- TASK -
The required output is a copy of each line in the material below that includes "gets".

- SUPPLIED RECORDS -
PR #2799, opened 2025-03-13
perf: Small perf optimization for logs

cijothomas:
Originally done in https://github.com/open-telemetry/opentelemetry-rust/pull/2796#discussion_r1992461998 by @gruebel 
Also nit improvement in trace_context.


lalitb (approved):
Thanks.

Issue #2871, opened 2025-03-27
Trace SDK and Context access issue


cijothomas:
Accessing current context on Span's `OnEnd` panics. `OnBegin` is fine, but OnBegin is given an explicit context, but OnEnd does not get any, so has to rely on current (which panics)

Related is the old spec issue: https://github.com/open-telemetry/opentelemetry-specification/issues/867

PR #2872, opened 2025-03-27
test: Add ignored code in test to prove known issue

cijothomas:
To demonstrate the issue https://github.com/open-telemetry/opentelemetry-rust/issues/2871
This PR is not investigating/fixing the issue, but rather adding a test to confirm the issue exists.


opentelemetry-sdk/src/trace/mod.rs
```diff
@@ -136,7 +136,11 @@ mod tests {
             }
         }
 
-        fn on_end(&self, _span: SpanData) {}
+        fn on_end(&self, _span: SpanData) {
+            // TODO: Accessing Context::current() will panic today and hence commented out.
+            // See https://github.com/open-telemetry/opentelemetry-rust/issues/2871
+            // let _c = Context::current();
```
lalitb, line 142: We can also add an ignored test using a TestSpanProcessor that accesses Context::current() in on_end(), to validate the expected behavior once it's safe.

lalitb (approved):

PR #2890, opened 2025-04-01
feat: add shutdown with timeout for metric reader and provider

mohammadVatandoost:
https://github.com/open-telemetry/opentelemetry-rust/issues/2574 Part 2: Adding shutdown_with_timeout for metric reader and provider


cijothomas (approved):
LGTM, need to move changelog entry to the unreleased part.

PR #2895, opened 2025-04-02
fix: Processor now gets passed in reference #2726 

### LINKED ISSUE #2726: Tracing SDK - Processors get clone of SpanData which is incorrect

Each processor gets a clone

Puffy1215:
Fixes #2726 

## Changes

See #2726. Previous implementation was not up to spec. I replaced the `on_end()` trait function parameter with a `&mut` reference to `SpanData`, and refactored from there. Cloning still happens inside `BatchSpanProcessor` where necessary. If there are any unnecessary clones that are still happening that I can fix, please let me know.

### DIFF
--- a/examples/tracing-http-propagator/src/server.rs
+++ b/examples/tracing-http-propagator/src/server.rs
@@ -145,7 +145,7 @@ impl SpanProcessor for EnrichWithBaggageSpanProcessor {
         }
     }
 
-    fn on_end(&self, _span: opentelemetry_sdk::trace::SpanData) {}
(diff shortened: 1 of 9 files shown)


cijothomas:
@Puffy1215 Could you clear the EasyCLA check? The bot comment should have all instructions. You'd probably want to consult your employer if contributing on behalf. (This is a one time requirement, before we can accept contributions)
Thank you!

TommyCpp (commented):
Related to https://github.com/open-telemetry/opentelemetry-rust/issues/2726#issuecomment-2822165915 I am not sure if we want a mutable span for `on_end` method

- ANSWER TO THIS PROBLEM -
fix: Processor now gets passed in reference #2726 
Each processor gets a clone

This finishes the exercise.